▶ _INFORMATION PROVIDED_
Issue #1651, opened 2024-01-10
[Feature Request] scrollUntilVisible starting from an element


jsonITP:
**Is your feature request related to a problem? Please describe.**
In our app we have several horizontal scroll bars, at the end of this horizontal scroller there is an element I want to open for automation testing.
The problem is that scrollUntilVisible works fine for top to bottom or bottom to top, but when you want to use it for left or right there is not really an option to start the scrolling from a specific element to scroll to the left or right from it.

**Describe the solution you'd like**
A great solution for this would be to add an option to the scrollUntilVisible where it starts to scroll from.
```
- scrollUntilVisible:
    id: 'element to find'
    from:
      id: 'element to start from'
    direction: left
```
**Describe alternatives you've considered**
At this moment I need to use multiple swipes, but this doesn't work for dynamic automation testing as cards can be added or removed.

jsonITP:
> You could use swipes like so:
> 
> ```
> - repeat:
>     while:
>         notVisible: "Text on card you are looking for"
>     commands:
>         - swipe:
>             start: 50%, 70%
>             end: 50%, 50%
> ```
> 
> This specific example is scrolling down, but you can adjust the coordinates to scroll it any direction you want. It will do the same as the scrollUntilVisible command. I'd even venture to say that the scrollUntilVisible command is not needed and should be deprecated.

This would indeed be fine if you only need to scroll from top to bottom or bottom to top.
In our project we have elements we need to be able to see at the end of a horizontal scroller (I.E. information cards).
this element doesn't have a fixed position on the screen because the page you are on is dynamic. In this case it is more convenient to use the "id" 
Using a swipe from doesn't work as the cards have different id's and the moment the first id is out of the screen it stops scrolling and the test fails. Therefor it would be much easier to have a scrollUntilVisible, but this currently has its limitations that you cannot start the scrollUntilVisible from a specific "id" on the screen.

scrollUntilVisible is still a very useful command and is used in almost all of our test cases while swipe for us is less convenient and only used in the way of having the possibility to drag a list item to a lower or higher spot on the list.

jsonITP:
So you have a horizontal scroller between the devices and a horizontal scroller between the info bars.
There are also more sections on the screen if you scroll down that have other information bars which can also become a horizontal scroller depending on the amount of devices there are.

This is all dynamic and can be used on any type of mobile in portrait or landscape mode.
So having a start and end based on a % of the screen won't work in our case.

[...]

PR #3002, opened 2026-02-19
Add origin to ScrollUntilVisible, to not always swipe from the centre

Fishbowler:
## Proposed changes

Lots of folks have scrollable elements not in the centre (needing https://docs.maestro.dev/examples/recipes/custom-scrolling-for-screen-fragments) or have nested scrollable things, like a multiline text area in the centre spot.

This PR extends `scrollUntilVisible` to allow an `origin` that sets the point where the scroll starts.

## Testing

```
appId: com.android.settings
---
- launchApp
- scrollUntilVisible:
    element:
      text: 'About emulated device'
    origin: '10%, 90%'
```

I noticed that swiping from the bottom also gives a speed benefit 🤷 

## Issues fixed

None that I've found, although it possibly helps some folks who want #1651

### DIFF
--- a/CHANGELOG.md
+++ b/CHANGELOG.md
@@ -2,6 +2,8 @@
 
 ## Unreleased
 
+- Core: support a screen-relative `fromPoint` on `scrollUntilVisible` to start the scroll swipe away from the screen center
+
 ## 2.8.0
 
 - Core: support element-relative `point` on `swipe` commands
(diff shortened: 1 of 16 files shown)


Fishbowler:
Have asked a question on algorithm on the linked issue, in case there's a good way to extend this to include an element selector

▶ _THE TASK_
From the first line to the last, return the data exactly.

▶ _SOLVED EXERCISE_
Issue #1651, opened 2024-01-10
[Feature Request] scrollUntilVisible starting from an element


jsonITP:
**Is your feature request related to a problem? Please describe.**
In our app we have several horizontal scroll bars, at the end of this horizontal scroller there is an element I want to open for automation testing.
The problem is that scrollUntilVisible works fine for top to bottom or bottom to top, but when you want to use it for left or right there is not really an option to start the scrolling from a specific element to scroll to the left or right from it.

**Describe the solution you'd like**
A great solution for this would be to add an option to the scrollUntilVisible where it starts to scroll from.
```
- scrollUntilVisible:
    id: 'element to find'
    from:
      id: 'element to start from'
    direction: left
```
**Describe alternatives you've considered**
At this moment I need to use multiple swipes, but this doesn't work for dynamic automation testing as cards can be added or removed.

jsonITP:
> You could use swipes like so:
> 
> ```
> - repeat:
>     while:
>         notVisible: "Text on card you are looking for"
>     commands:
>         - swipe:
>             start: 50%, 70%
>             end: 50%, 50%
> ```
> 
> This specific example is scrolling down, but you can adjust the coordinates to scroll it any direction you want. It will do the same as the scrollUntilVisible command. I'd even venture to say that the scrollUntilVisible command is not needed and should be deprecated.

This would indeed be fine if you only need to scroll from top to bottom or bottom to top.
In our project we have elements we need to be able to see at the end of a horizontal scroller (I.E. information cards).
this element doesn't have a fixed position on the screen because the page you are on is dynamic. In this case it is more convenient to use the "id" 
Using a swipe from doesn't work as the cards have different id's and the moment the first id is out of the screen it stops scrolling and the test fails. Therefor it would be much easier to have a scrollUntilVisible, but this currently has its limitations that you cannot start the scrollUntilVisible from a specific "id" on the screen.

scrollUntilVisible is still a very useful command and is used in almost all of our test cases while swipe for us is less convenient and only used in the way of having the possibility to drag a list item to a lower or higher spot on the list.

jsonITP:
So you have a horizontal scroller between the devices and a horizontal scroller between the info bars.
There are also more sections on the screen if you scroll down that have other information bars which can also become a horizontal scroller depending on the amount of devices there are.

This is all dynamic and can be used on any type of mobile in portrait or landscape mode.
So having a start and end based on a % of the screen won't work in our case.

[...]

PR #3002, opened 2026-02-19
Add origin to ScrollUntilVisible, to not always swipe from the centre

Fishbowler:
## Proposed changes

Lots of folks have scrollable elements not in the centre (needing https://docs.maestro.dev/examples/recipes/custom-scrolling-for-screen-fragments) or have nested scrollable things, like a multiline text area in the centre spot.

This PR extends `scrollUntilVisible` to allow an `origin` that sets the point where the scroll starts.

## Testing

```
appId: com.android.settings
---
- launchApp
- scrollUntilVisible:
    element:
      text: 'About emulated device'
    origin: '10%, 90%'
```

I noticed that swiping from the bottom also gives a speed benefit 🤷 

## Issues fixed

None that I've found, although it possibly helps some folks who want #1651

### DIFF
--- a/CHANGELOG.md
+++ b/CHANGELOG.md
@@ -2,6 +2,8 @@
 
 ## Unreleased
 
+- Core: support a screen-relative `fromPoint` on `scrollUntilVisible` to start the scroll swipe away from the screen center
+
 ## 2.8.0
 
 - Core: support element-relative `point` on `swipe` commands
(diff shortened: 1 of 16 files shown)


Fishbowler:
Have asked a question on algorithm on the linked issue, in case there's a good way to extend this to include an element selector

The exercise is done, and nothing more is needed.